Decades-old Farm in Northern Arizona specializes in wildlife people can safely interact with

- Arizona is known for it's wildlife. Some of it is in the wild, and others are in world class zoos. There is, however, one small farm in Northern Arizona that specializes in wildlife people can safely interact with.

Especially if one wants to pet a deer.

"The deer farm opened in 1969," said Pat George, owner of Grand Canyon Deer Farm. "Built on Historic Route 66, which is still right here in front of the farm."

Grand Canyon Deer Farm is located just a few miles east of Williams.

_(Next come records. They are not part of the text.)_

Issue #279, opened 2020-07-13
Update to discovery v5.1 (New packet format) + refactor receive and decodePacket


kdeme:
There is currently a proposal for a new packet format, which will change the outer packet encoding.

Currently some of the decoding is done directly in the `receive` call, and within the `decodePacket` (and encode counterpart for that matter), the handshake vs normal packet is done. 
This feels error prone and should probably be separated better. Specifically in the usage of the `AuthTag` and `Node` in different scenarions (like when needing to send a whoareyou because of decrypt failure, etc.). But also within the decode en encode calls.

The new packet format however deals with this as the tag will be removed in its current form, and instead it will be a header containing a `flag` (among other fields) that indicates the packet type. This should motivate for a cleaner separation in the code too, which should be considered when implementing the new packet format.

kdeme:
Done in https://github.com/status-im/nim-eth/pull/295

PR #295, opened 2020-09-25
Add discovery v5.1 implementation

kdeme:
Here's a go at the discovery v5.1 implementation. Closing https://github.com/status-im/nim-eth/issues/279

Didn't give too much thought right now at the passing/copying around of the data, might revise that at some time (if it is worth it), but feel free to suggest obvious improvements.
Might also restructure/split/move some code a bit at some point.

More important TODOs:
- [x] Two of the current existing test vectors still fail at the decrypt step, more specifically because of different generated secrets, which is rather weird as that is a part of the code that remain the same. TBI
- [x] FindNodes request with multiple distances
- [x] Allow for the not supported (new) packet types to not create a failure.
- [x] Revise / improve input size checks
- [x] Spec changes that are still being looked at
- [x] Fuzzing targets
- [x] Interop
- [x] Fix commented out handshake tests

"When we came in 1987, we added quite a few things. From coatimundis to wallabys to marmosets, talking birds," said George. "We have a zonkey out here now, a camel that will give you kisses. We have a very interactive place now."

George and her husband own the farm, which is also a petting zoo. Visitors are greeted by a cockatoo and a parrot. George said the Cockatoo has been there since 1987.

"People absolutely love him," said George. "They come back just to see him."

It is the heard of fallow deer, however, that surround people young and old, as they enter a wide open area. Whether you have zoo-provided snacks to give them or a loose shirt tail, one will get plenty of attention.

Grand Canyon Deer Farm is a zoo that keeps its owners busy.

Especially when the wallaby's are giving birth.

"One that I bottle raised last year has a Joey in pouch who accidentally fell out of the pouch, and the mother is standing there not knowing what to do," said George. "I bottled-raised that momma last year. I was able to scoop up the little three-ounce baby ,and slide down her tummy to find her pouch, and drop the baby back in the pouch. It's still in there. She lets me feel the pouch, and it's kicking and moving and everything is good."

The farm's mule deer population of three, meanwhile, jumped by six more recently.

"People can see them through the fence, and if they come at the right time, they can bottle-feed them," said George.

The baby mule deer were rescued from the recent Goodwin fire near Mayer. They were rescued by firefighters after the blaze chased off their mothers.

"The only reason the firefighters picked up these babies is because they knew with the fire, the mothers had to flee or perish," said George.

Due to its name, the deer farm gets calls all the time from people who think they have rescued a baby deer.

"Babies laying by a tree in the woods, or even by a road in the woods, are not abandoned," said George. "Their mommas are close by, so please don't kidnap the wild babies."